Issue #1615, opened 2022-03-21
Upgrade to cypress v10.2.0


carolinemodic:

eventualbuddha:
I tried the `Dockerfile` in this comment: https://github.com/cypress-io/cypress/issues/4478#issuecomment-1068916303. It did successfully build, though it's a newer version of cypress than we're using. In theory we can build an older version using something similar, or update our cypress version to use the latest. The question then remains how we want to set this up for local development. Could just be a build script that installs and configures it, though that's a decent amount of work.

carolinemodic:
This is solved by https://github.com/cypress-io/cypress/pull/22252, which I have tested locally, you can check out the pre-release binary following the steps in that PR. It will walk you through some automated conversion steps to upgrade to cypress v10 in order to work with the most recent code. If you are running in election-manager there are other issues with the plugins file where you have to change the imports to requires...

carolinemodic:
This is now released as of cypress v10.2.0

PR #2180, opened 2022-07-21
test(bmd): upgrade cypress

eventualbuddha:
## Overview
Also stops depending on the `/#demo` URL, which means we can remove `DemoApp` after this lands.

Refs #1615

## Demo Video or Screenshot

https://user-images.githubusercontent.com/1938/180103242-0bc79fa9-6a68-422c-b725-98c695bdea09.mov

## Testing Plan 
Automated testing.


eventualbuddha:
Looks like [I need to make sure `smartcards` has all of its dependencies](https://app.circleci.com/pipelines/github/votingworks/vxsuite/4769/workflows/ef28e984-fd63-47fe-90f1-549cda06bab9/jobs/100889?invite=true#step-110-69) set up first. @carolinemodic, how do you feel about this being in `bmd` rather than in a new `integration-testing` folder? I'm not tied to this approach, it was just the easiest way to go.

carolinemodic:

● **Task instructions**
Would you tally the lines above holding "than" and reply with the total alone?

● **Your solution**
2